Kingsway Financial Services

Kingsway Financial Services
I was expecting a significant improvement in the KSx segment in Q4 2023 considering Systems Products International, and National Institute of Clinical Research had a combined EBITDA of $1.5 million on a TTM basis when they were acquired. According to Kingsway’s 2023 financial report, the two companies contributed operating income of just $0.2 million from their dates of acquisition through December 31 (page 26 here).
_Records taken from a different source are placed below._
PR #551, opened 2022-02-16
define a corresponding `Builder` for each `ParamSpec`

ranfdev:
This came out better than I expected.

### DIFF
--- a/glib/src/param_spec.rs
+++ b/glib/src/param_spec.rs
@@ -411,6 +411,96 @@ macro_rules! define_param_spec_numeric {
     };
 }
 
+macro_rules! define_builder {
+    (@constructors $rust_type:ident, $builder_type:ident $(($($req_ident:ident: $req_ty:ty,)*))?) => {
+        impl<'a> $builder_type<'a> {
+            fn new(name: &'a str, $($($req_ident: $req_ty)*)?) -> Self {
+                Self {
+                    name,
+                    $($($req_ident: Some($req_ident),)*)?
+                    ..Default::default()
+                }
+            }
+        }
+
+        impl $rust_type {
+            pub fn builder<'a>(name: &'a str, $($($req_ident: $req_ty),*)?) -> $builder_type<'a> {
+                $builder_type::new(name, $($($req_ident),*)?)
+            }
+        }
+    };
+    (
+        $rust_type:ident, $builder_type:ident {
+            $($field_id:ident: $field_ty:ty $(= $field_expr:expr)?,)*
+        }
+        $(requires $required_tt:tt)?
+    ) => {
+        #[derive(Default)]
+        #[must_use]
+        pub struct $builder_type<'a> {
+            name: &'a str,
+            nick: Option<&'a str>,
+            blurb: Option<&'a str>,
+            flags: Option<crate::ParamFlags>, // `ParamFlags` doesn't implement `Default` so I wrap it in `Option`
+            $($field_id: Option<$field_ty>),*
+        }
+        impl<'a> $builder_type<'a> {
+            /// Default: `self.name`
+            pub fn nick(mut self, nick: &'a str) -> Self {
+                self.nick = Some(nick);
+                self
+            }
+            /// Default: `self.name`
+            pub fn blurb(mut self, blurb: &'a str) -> Self {
+                self.blurb = Some(blurb);
+                self
+            }
+
+            /// Default: `glib::ParamFlags::READWRITE`
+            pub fn flags(mut self, flags: crate::ParamFlags) -> Self {
+                self.flags = Some(flags);
+                self
+            }
+
+            $(
+            $(#[doc = concat!("Default: `", stringify!($field_expr), "`")])?
+            pub fn $field_id(mut self, value: $field_ty) -> Self {
+                self.$field_id = Some(value);
+                self
+            }
+            )*
+
+            #[must_use]
+            pub fn build(self) -> ParamSpec {
+                $rust_type::new(
+                    self.name,
+                    self.nick.unwrap_or(self.name),
+                    self.blurb.unwrap_or(self.name),
+                    $(self
+                        .$field_id
+                        $(.or(Some($field_expr)))?
+                        .expect("impossible: missing parameter in ParamSpec*Builder")
+                    ,)*
+                    self.flags.unwrap_or(crate::ParamFlags::READWRITE),
+                )
+            }
+        }
+        define_builder!(@constructors $rust_type, $builder_type $($required_tt)?);
+    }
+}
+macro_rules! define_builder_numeric {
+    ($rust_type:ident, $builder_type:ident, $n_ty:ty) => {
+        define_builder!(
+            $rust_type,
+            $builder_type {
+                minimum: $n_ty = <$n_ty>::MIN,
+                maximum: $n_ty = <$n_ty>::MAX,
+                default_value: $n_ty = <$n_ty as Default>::default(),
+            }
+        );
+    };
+}
+
 #[track_caller]
 // the default panic formatter will use its caller as the location in its error message
 fn assert_param_name(name: &str) {
@@ -429,6 +519,8 @@ define_param_spec_numeric!(
     "g_param_spec_char"
 );
 
+define_builder_numeric!(ParamSpecChar, ParamSpecCharBuilder, i8);
+
 define_param_spec_numeric!(
     ParamSpecUChar,
     gobject_ffi::GParamSpecUChar,
@@ -437,6 +529,8 @@ define_param_spec_numeric!(
     g_param_spec_uchar,
     "g_param_spec_uchar"
 );
+
+define_builder_numeric!(ParamSpecUChar, ParamSpecUCharBuilder, u8);
 
 define_param_spec!(ParamSpecBoolean, gobject_ffi::GParamSpecBoolean, 2);
 
@@ -465,6 +559,13 @@ impl ParamSpecBoolean {
     }
 }
 
+define_builder!(
+    ParamSpecBoolean,
+    ParamSpecBooleanBuilder {
+        default_value: bool = false,
+    }
+);
+
 define_param_spec_numeric!(
     ParamSpecInt,
     gobject_ffi::GParamSpecInt,
@@ -473,6 +574,8 @@ define_param_spec_numeric!(
     g_param_spec_int,
     "g_param_spec_int"
 );
+
+define_builder_numeric!(ParamSpecInt, ParamSpecIntBuilder, i32);
 
 define_param_spec_numeric!(
     ParamSpecUInt,
@@ -483,6 +586,8 @@ define_param_spec_numeric!(
     "g_param_spec_uint"
 );
 
+define_builder_numeric!(ParamSpecUInt, ParamSpecUIntBuilder, u32);
+
 define_param_spec_numeric!(
     ParamSpecLong,
     gobject_ffi::GParamSpecLong,
@@ -491,6 +596,8 @@ define_param_spec_numeric!(
     g_param_spec_long,
     "g_param_spec_long"
 );
+
+define_builder_numeric!(ParamSpecLong, ParamSpecLongBuilder, libc::c_long);
 
 define_param_spec_numeric!(
     ParamSpecULong,
@@ -501,6 +608,8 @@ define_param_spec_numeric!(
     "g_param_spec_ulong"
 );
 
+define_builder_numeric!(ParamSpecULong, ParamSpecULongBuilder, libc::c_ulong);
+
 define_param_spec_numeric!(
     ParamSpecInt64,
     gobject_ffi::GParamSpecInt64,
@@ -509,6 +618,8 @@ define_param_spec_numeric!(
     g_param_spec_int64,
     "g_param_spec_int64"
 );
+
+define_builder_numeric!(ParamSpecInt64, ParamSpecInt64Builder, i64);
 
 define_param_spec_numeric!(
     ParamSpecUInt64,
@@ -519,8 +630,9 @@ define_param_spec_numeric!(
     "g_param_spec_uint64"
 );
 
-define_param_spec!(ParamSpecUnichar, gobject_ffi::GParamSpecUnichar, 9);
+define_builder_numeric!(ParamSpecUInt64, ParamSpecUInt64Builder, u64);
 
+define_param_spec!(ParamSpecUnichar, gobject_ffi::GParamSpecUnichar, 9);
 define_param_spec_default!(ParamSpecUnichar, Result<char, CharTryFromError>, TryFrom::try_from);
 
 impl ParamSpecUnichar {
@@ -545,6 +657,14 @@ impl ParamSpecUnichar {
         }
     }
 }
+
+define_builder!(
+    ParamSpecUnichar,
+    ParamSpecUnicharBuilder {
+        default_value: char,
+    }
+    requires (default_value: char,)
+);
 
 define_param_spec!(ParamSpecEnum, gobject_ffi::GParamSpecEnum, 10);
 
@@ -587,6 +707,14 @@ impl ParamSpecEnum {
     }
 }
 
+define_builder!(
+    ParamSpecEnum,
+    ParamSpecEnumBuilder {
+        enum_type: crate::Type,
+        default_value: i32 = 0i32,
+    }
+    requires (enum_type: crate::Type,)
+);
 define_param_spec!(ParamSpecFlags, gobject_ffi::GParamSpecFlags, 11);
 
 define_param_spec_default!(ParamSpecFlags, u32, |x| x);
@@ -628,6 +756,15 @@ impl ParamSpecFlags {
     }
 }
 
+define_builder!(
+    ParamSpecFlags,
+    ParamSpecFlagsBuilder {
+        flags_type: crate::Type,
+        default_value: u32 = 0u32,
+    }
+    requires (flags_type: crate::Type,)
+);
+
 define_param_spec_numeric!(
     ParamSpecFloat,
     gobject_ffi::GParamSpecFloat,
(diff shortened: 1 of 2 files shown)


glib/src/param_spec.rs
```diff
@@ -1403,4 +1621,16 @@ mod tests {
             .expect("Not a string param spec");
         assert_eq!(pspec.default_value(), Some("default"));
     }
+
+    #[test]
+    fn test_param_spec_int_builder() {
+        let pspec = ParamSpecIntBuilder::new("name")
```
bilelmoussaoui, line 1627: I would add a builder method to those ParamSpecT types so that you can `ParamSpecInt::builder("name").blurb(...).build()` we do the same things for all the exposed builder patterns

bilelmoussaoui: oh never mind, just saw that

glib/src/param_spec.rs
```diff
@@ -1281,6 +1459,33 @@ impl ParamSpecOverride {
...
+}
+
+impl<'a> ParamSpecOverrideBuilder<'a> {
+    pub fn new(name: &'a str) -> Self {
+        Self {
+            name,
+            overridden: None,
+        }
+    }
+    pub fn overridden(mut self, spec: &'a ParamSpec) -> Self {
```
sdroege, line 1476: This one is mandatory so should be part of the `new()` /  `builder()` function

glib/src/param_spec.rs
```diff
@@ -826,6 +942,13 @@ impl ParamSpecEnum {
     }
 }
 
+define_builder!(
+    ParamSpecEnum,
+    ParamSpecEnumBuilder,
+    enum_type: crate::Type = crate::Type::ENUM,
```
sdroege, line 948: The enum type must be a concrete enum type and is mandatory, so must be given in the `new()` / `builder()` function

glib/src/param_spec.rs
```diff
@@ -876,6 +999,13 @@ impl ParamSpecFlags {
     }
 }
 
+define_builder!(
+    ParamSpecFlags,
+    ParamSpecFlagsBuilder,
+    flags_type: crate::Type = crate::Type::FLAGS,
```
sdroege, line 1005: The flags type must be a concrete flags type and is mandatory, so must be given in the `new()` / `builder()` function

glib/src/param_spec.rs
```diff
@@ -1035,6 +1187,12 @@ impl ParamSpecParam {
     }
 }
 
+define_builder!(
+    ParamSpecParam,
+    ParamSpecParamBuilder,
+    param_type: crate::Type,
```
sdroege, line 1193: The param type must be a concrete param type and is mandatory, so must be given in the `new()` / `builder()` function

glib/src/param_spec.rs
```diff
@@ -1069,6 +1227,12 @@ impl ParamSpecBoxed {
     }
 }
 
+define_builder!(
+    ParamSpecBoxed,
+    ParamSpecBoxedBuilder,
+    default_value: crate::Type = crate::Type::BOXED,
```
sdroege, line 1233: This is not the default value, it's the boxed type that this property can handle.

And it's mandatory and must be a concrete boxed type, so part of the `new()` / `builder()` function

glib/src/param_spec.rs
```diff
@@ -1182,6 +1354,12 @@ impl ParamSpecObject {
     }
 }
 
+define_builder!(
+    ParamSpecObject,
+    ParamSpecObjectBuilder,
+    object_type: crate::Type = crate::Type::OBJECT,
```
sdroege, line 1360: This is mandatory and should be part of the `new()` / `builder()` function

glib/src/param_spec.rs
```diff
@@ -1315,6 +1520,12 @@ impl ParamSpecGType {
     }
 }
 
+define_builder!(
+    ParamSpecGType,
+    ParamSpecGTypeBuilder,
+    is_a_type: crate::Type,
```
sdroege, line 1526: The default can be `glib::Type::NONE` btw. It's not mandatory.

glib/src/param_spec.rs
```diff
@@ -384,6 +384,60 @@ macro_rules! define_param_spec_numeric {
...
+                self.$field_id = Some(value);
+                self
+            }
+            )*
+
+            pub fn build(self) -> ParamSpec {
+                $rust_type::new(self.name, self.nick.unwrap_or(self.name), self.blurb.unwrap_or(self.name),
+                    $(self.$field_id
+                        $(.or(Some($field_expr.into())))?
+                        .expect(concat!("missing `", stringify!($field_id), "` in `", stringify!($builder_type), "`"))
```
sdroege, line 426: Basically, this `expect()` should be gone and the corresponding parameters should be part of the `new()` / `builder()` function.

sdroege: I mean, we can catch this easily at compile time so why only handle it at runtime...

ranfdev: But that's why I wanted to have Builders: to have a common interface for creating a `ParamSpec`.

I need to map `#[prop(...build(pameter = value)]` to
```
Builder::new(name).parameter(value)
```

This mapping also makes the `Props` macro compatible with external `ParamSpec`s types (if they have a builder).
Ff the macro becomes specific for each `ParamSpec*::new` we can't have compatibility with external `ParamSpec`s.

Also, It's not unusual for a `Builder` to panic. The builders in `gtk-rs` behave in the same thing.

sdroege: Maybe there could be a separate constructor that is only used by the macro? For normal usage you really don't want to defer things to runtime that can easily be caught at compile time.

ranfdev: Idea!
What if I add `#[must_use]` on the methods of the required parameters?

sdroege: That doesn't do what you think it does :)

glib/src/param_spec.rs
sdroege: Ah, `UNIT`. No idea why it was renamed :shrug:

glib/src/param_spec.rs
sdroege: And that can't panic unless the builder was misgenerated.

ranfdev: Yes, you are both right. That was a bad example for my argumentation. gtk-rs widgets always have a default value for each parameter, so gtk-rs builders aren't really comparable to these ParamSpecs builders.

ranfdev: So, I've decided to make the builders safe by adding the required parameters in the `new` and `builder` functions.

The `Props` macro API will then "directly" call the builder (the first required argument, `name`, will be automatically passed by the `Props` macro. The other required arguments stay the same):
```rust
#[prop(..., builder(required_params).minimum(10))]
```

ranfdev:
Every builder is safe. I'm done

glib/src/param_spec.rs
```diff
@@ -384,6 +384,97 @@ macro_rules! define_param_spec_numeric {
...
+            $($field_id:ident: $field_ty:ty $(= $field_expr:expr)?,)*
+        }
+        $(requires $required_tt:tt)?
+    ) => {
+        #[derive(Default)]
+        pub struct $builder_type<'a> {
+            name: &'a str,
+            nick: Option<&'a str>,
+            blurb: Option<&'a str>,
+            flags: Option<crate::ParamFlags>, // `ParamFlags` don't implement `Default`, so I wrap them in `Option`
```
bilelmoussaoui, line 416: Should it implement Default as READWRITE?

glib/src/param_spec.rs
```diff
@@ -384,6 +384,97 @@ macro_rules! define_param_spec_numeric {
...
+            }
+            /// Default: `self.name`
+            #[must_use]
+            pub fn blurb(mut self, blurb: &'a str) -> Self {
+                self.blurb = Some(blurb);
+                self
+            }
+
+            #[must_use]
+            pub fn flags(mut self, flags: crate::ParamFlags) -> Self {
```
bilelmoussaoui, line 434: Would mention the default value here as well

glib/src/param_spec.rs
ranfdev: I don't like that. I feel bitflags should have 0, or another "base" state, as the default value. That makes working with bitflags easier.

In this context having `READWRITE` as default makes sense, in other context it doesn't.

sdroege: We could manually implement `Default` like this for `ParamFlags`. I think that would make sense

We currently don't derive/impl `Default` for flags so there's no problem here and this can be considered for other flags on a case-by-base basis.

glib/src/param_spec.rs
```diff
@@ -384,6 +384,98 @@ macro_rules! define_param_spec_numeric {
     };
 }
 
+macro_rules! define_builder {
+    (@constructors $rust_type:ident, $builder_type:ident $(($($req_ident:ident: $req_ty:ty,)*))?) => {
+        impl<'a> $builder_type<'a> {
+            pub fn new(name: &'a str, $($($req_ident: $req_ty)*)?) -> Self {
```
sdroege, line 390: Maybe I missed that in one of the comments, but what's the plan for the macro here? It would use the `Default` impl of the builder and then panic at runtime if required parameters are not provided, or it would have some special syntax for required parameters (say `#[prop(@name = "bla", @other_required_parameter = blabla, optional_parameter = 123]`). The problem with the latter seems that it's not entirely obvious for the user which ones are required and which not, and the compiler errors will probably also not be the most useful.

glib/src/param_spec.rs
```diff
@@ -384,6 +384,98 @@ macro_rules! define_param_spec_numeric {
...
+                Self {
```
sdroege, line 391: I would make the `new()` function of the builder private and only keep the `builder()` function on the pspec. Having both is mildly confusing IMHO

glib/src/param_spec.rs
```diff
@@ -384,6 +384,98 @@ macro_rules! define_param_spec_numeric {
...
+            }
+        }
+    };
+    (
+        $rust_type:ident, $builder_type:ident {
+            $($field_id:ident: $field_ty:ty $(= $field_expr:expr)?,)*
+        }
+        $(requires $required_tt:tt)?
+    ) => {
+        #[derive(Default)]
```
sdroege, line 411: Should add a `#[must_use]` on the type too

glib/src/param_spec.rs
```diff
@@ -384,6 +384,98 @@ macro_rules! define_param_spec_numeric {
...
+            $(
+            $(#[doc = concat!("Default: `", stringify!($field_expr), "`")])?
+            #[must_use]
+            pub fn $field_id(mut self, value: $field_ty) -> Self {
+                self.$field_id = Some(value);
+                self
+            }
+            )*
+
+            pub fn build(self) -> ParamSpec {
```
sdroege, line 449: Should add a `#[must_use]` here too (what's the point of creating a pspec just to not use it? most likely a mistake)

glib/src/param_spec.rs
```diff
@@ -1281,6 +1465,27 @@ impl ParamSpecOverride {
...
+impl<'a> ParamSpecOverrideBuilder<'a> {
+    pub fn new(name: &'a str, overridden: &'a ParamSpec) -> Self {
+        Self { name, overridden }
+    }
+    #[must_use]
+    pub fn overridden(mut self, spec: &'a ParamSpec) -> Self {
+        self.overridden = spec;
+        self
+    }
+    pub fn build(self) -> ParamSpec {
```
sdroege, line 1484: `#[must_use]`

glib/src/param_spec.rs
```diff
@@ -1281,6 +1465,27 @@ impl ParamSpecOverride {
     }
 }
 
+// This builder is not autogenerated because it's the only one that doesn't take
+// `nick`, `blurb` and `flags` as parameters.
+pub struct ParamSpecOverrideBuilder<'a> {
```
sdroege, line 1470: `#[must_use]`

glib/src/param_spec.rs
```diff
@@ -1281,6 +1465,27 @@ impl ParamSpecOverride {
...
+    name: &'a str,
+    overridden: &'a ParamSpec,
+}
+
+impl<'a> ParamSpecOverrideBuilder<'a> {
+    pub fn new(name: &'a str, overridden: &'a ParamSpec) -> Self {
```
sdroege, line 1476: This one private, `builder()` public

sdroege (commented):
Looks good to me apart from those minor things, thanks!

glib/src/param_spec.rs
ranfdev: My current idea is
```
#[prop(get, set, builder(required_params).optional(opt_value))]
name: RefCell<String>
```
which should map to
```
ParamSpecString::builder(name, ...required_params)
  .optional(opt_value)
  .flags(READWRITE) // because the user specified get, set
```


To create a ParamSpecInt with a maximum of 5:
```
#[prop(get, set, builder().maximum(5))]
times: RefCell<i32>
```

ranfdev: It can't panic, because builders have now safe constructors. I like my proposed syntax because it makes it clear you are calling the builder, therefore the user can just lookup the builder docs.

Your proposed solution
`#[prop(@name = "bla", @other_required_parameter = blabla, optional_parameter = 123]`
is not possible, because `optional_parameter = 123` may be a ParamSpec parameter specified by an external crate, conflicting with other attributes from the `Props` macro. Eg: an external crate may create a `ParamSpec` with the `get` parameter. 

Also, specifying the required parameters without order would make the builder implementation more difficult (We would need a ParamSpec*Args struct for each ParamSpec).

bilelmoussaoui: > Eg: an external crate may create a ParamSpec with the get parameter.

I don't think there are that many external ParamSpec types, it would be a good idea to look at what are the available ones and figure out if the current use cases would fit properly there.

sdroege: Makes sense to me but is a bit strange syntax maybe :)

glib/src/param_spec.rs
sdroege: @ranfdev Can you put this into a separate commit, and then squash all the other commits into one?

sdroege:
Apart from the paramflags this seems all good to me now. @bilelmoussaoui ?

glib/src/param_spec.rs
```diff
@@ -898,6 +1079,32 @@ impl ParamSpecOverride {
...
+
+    pub fn builder<'a>(name: &'a str, overridden: &'a ParamSpec) -> ParamSpecOverrideBuilder<'a> {
+        ParamSpecOverrideBuilder::new(name, overridden)
+    }
+}
+
+// This builder is not autogenerated because it's the only one that doesn't take
+// `nick`, `blurb` and `flags` as parameters.
+#[must_use]
+pub struct ParamSpecOverrideBuilder<'a> {
```
bilelmoussaoui, line 1091: ParamSpec has two useful constructors that what people will use almost everytime (that takes either an interface/or class) to override it property. Do we need that integrated somehow as part of the builder?

bilelmoussaoui:
Otherwise looks good to me, make sure the commits are squashed though :)

glib/src/param_spec.rs
ranfdev: I don't know how to add the two constructors and make everything usable from the `Props` macro.

sdroege: This specific pspec can get some special handling in the macro. It's a very special case that doesn't appear anywhere else, and it's a "basic" pspec. You can invent some special syntax for this one if that's necessary.

bilelmoussaoui: What I meant here is whether such builder is really useful to have at all

bilelmoussaoui: As mentioned by slomo we should just sepcial case this one in the proc macro

ranfdev: Reasonable

glib/src/param_spec.rs
```diff
@@ -898,6 +1072,32 @@ impl ParamSpecOverride {
             from_glib_none((*ptr).overridden)
         }
     }
+
+    pub fn builder<'a>(name: &'a str, overridden: &'a ParamSpec) -> ParamSpecOverrideBuilder<'a> {
```
bilelmoussaoui, line 1076: As I mentioned before, I don't see the point of this builder as both params are required

pango/src/glyph_item_iter.rs
```diff
@@ -41,4 +41,23 @@ impl GlyphItemIter {
             }
         }
     }
+
+    pub fn start_char(&self) -> i32 {
```
bilelmoussaoui, line 45: this commit shouldn't be part of this PR :)

ranfdev: I made some errors while rebasing and squashing probably

ranfdev: That's funny... I can't see this change locally:
```
❯ git diff --stat upstream/master
 glib/src/gobject/flags.rs |   6 +++++
 glib/src/param_spec.rs    | 266 ++++++++++++++++++++++++++++++++++++++++++++++++++++++++++++++++++++++++++++++++++++++++++++++++++++++++++++++++++++++++++++++++++++++++++++++++++++++++++++++++++++++-------------
 2 files changed, 253 insertions(+), 19 deletions(-)
 ```
 Maybe another force push will fix it

glib/src/param_spec.rs
sdroege: Doesn't hurt IMHO. Maybe it's useful for someone and it's at least consistent.

sdroege:
Looks good to me now except for that spurious pango change

pango/src/glyph_item_iter.rs
sdroege: You have that change in a separate commit now, so getting rid of it should be just a matter of dropping it from `git rebase origin/master -i`.

ranfdev: I don't understand why the change didn't show up while doing `git diff upstream/master`, but indeed, doing `git rebase -i upstream/master` auto-removed it (By the way, it didn't show up even in the interactive rebase... Bah)

sdroege (approved):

On a positive note, the balance sheet of Kingsway was in a better condition at the end of December than I expected after the Q2 2023 results. The company finished Q4 2023 with a net debt of $35.3 million compared to $37.9 million a year earlier. Systems Products International was acquired for $2.8 million while National Institute of Clinical Research was bought for close to $11 million and I was expecting net debt to surpass $40 million at the end of December 2023. A major contributor to the strengthening of the balance sheet was a $3.4 million net gain on equity investments in 2023 which resulted mainly from the sale of shares in Limbach Holdings (NASDAQ:LMB) in Q3 (page 58 here).
Future of the company
I expect the financial performance of the extended warranty segment of Kingsway to improve slightly in 2024 due to the rollover of maturing bonds in the current high interest rate environment. This business has an investable float of around $45 million with an average duration of two to three years that is designed to match expected claims exposure. Looking at KSx, I expect Kingsway to make at least two small acquisitions over the remainder of 2024 which should enable it to boost the adjusted EBITDA run-rate for its operating companies to above $20 million for the year. In addition, I think it’s likely that the company will keep a lid on its debt and that it should finish the year with a net debt of below $30 million. Kingsway hasn’t paid a dividend since 2009 and I don’t expect this to change anytime soon with the capital allocation strategy being focused on M&A and debt reduction.
Valuation
In my view, Kingsway doesn’t look cheap following the weak Q4 2023 financial results. The company has an enterprise value of $276.9 million as of the time of writing which translates into an EV/EBITDA ratio of 32.1x. Kingsway has rarely traded over the over 30x mark for long periods of time in the past year. While the adjusted EBITDA run-rate for the operating companies is $17 million to $18 million, much of that is being eaten up by SG&A expenses at the corporate level and the EV/EBITDA ratio is significantly above the levels of companies with a buy, build, and hold strategy where it wants to pivot to through KSx (eg Decisive Dividend and Crawford United). Even if we assume the extended warranty business could fetch around 20x EV/adjusted EBITDA or about $168.2 million based on the 2023 results, the remaining business would still be more expensive than peers.

Seeking Alpha
Investor takeaway
Kingsway booked weak Q4 2023 financial results as the adjusted EBITDA run-rate for its operating companies declined despite the purchase of Systems Products International, and National Institute of Clinical Research. I expect the financial performance of the extended warranty business to improve in 2024 and the company to make at least two small acquisitions during the coming months. However, the valuation is starting to look stretched as the EV/EBITDA ratio has surpassed 30x.